I just signed up for this forum (4/9/13). I am a Mac user and a long time user of MS Office for Mac. I live in Alabama, am retired, and a Senior Citizen. Usually I am able to solve my own user problems regarding the software in MS Office for Mac. However, I need help with the problem associated with the descriptive title.

 :Smilie:  PGutt

----------


## JosephP

it sounds as though you are entering a value that does not match the validation set on the cell

----------


## PGutt

I have one column in my spreadsheet where I enter both text and numbers. The possible text entries are limited to a total of five entries, while the numbers are incremental (1810, 1811, 1812, and so on). When I try to enter a number, I get the message:"The value you entered is not from the required list" with the options to Cancel or Retry. Trying again gives the same result, and I am unable to enter a number in any cell of that column.

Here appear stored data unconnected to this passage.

PR #1729, opened 2023-03-27
SW-2923 send pcf anomaly error to backend

JFSolution:
- request hardware malfunctions on print start
- handling of iobeam errors added
- show error when job failed
- light leds in error when job failed
- notifications can be dismissed
- added error codes to notifications

- fix exceptions

### DIFF
--- a/octoprint_mrbeam/iobeam/hw_malfunction_handler.py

Can anyone help me resolve this?

Thank you,

PGutt

----------


## mehmetcik

Hi

Did you create the spreadsheet?

It sounds like there is a macro that is preventing you from entering values.

right click on the name tab at the bottom of excel and select view code..

I don't think it can be data validation but I am investigating.

----------


## mehmetcik

Hi

Custom validation would block numbers too.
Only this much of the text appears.